■ Task ■
For the records below, say how many lines contain the string "None". Give the number only.
** Opening Data to process block **
PR #478, opened 2023-10-12
Added support for private key auth

sfc-gh-cconner:
### Pre-review checklist
   * [* ] I've confirmed that my changes are up-to-date with the target branch.

### Changes description
Added support for keypair authentication.


src/snowcli/cli/common/flags.py
```diff
@@ -67,6 +67,26 @@
...
+    help="Snowflake authenticator. Overrides the value specified for the connection.",
+    hide_input=True,
+    callback=ConnectionDetails.update_callback("authenticator"),
+    show_default=False,
+    rich_help_panel=_CONNECTION_SECTION,
+)
+
+PrivatekeypathOption = typer.Option(
+    None,
+    "--private_key_path",
```
sfc-gh-turbaszek, line 82:
```suggestion
    "--private-key-path",
```
To be consistent with other options

src/snowcli/snow_connector.py
```diff
@@ -35,15 +44,36 @@ def connect_to_snowflake(temporary_connection: bool = False, connection_name: Op
             {k: v for k, v in overrides.items() if v is not None}
         )
 
+    private_key = None
+    if "private_key_path" in connection_parameters:
+        if (
+            "authenticator" in connection_parameters
+            and connection_parameters["authenticator"] == "SNOWFLAKE_JWT"
+        ):
```
sfc-gh-turbaszek, line 52:
```suggestion
        if connection_parameters.get("authenticator") == "SNOWFLAKE_JWT":
```

src/snowcli/snow_connector.py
** Closing Data to process block **
■ Expected output ■
3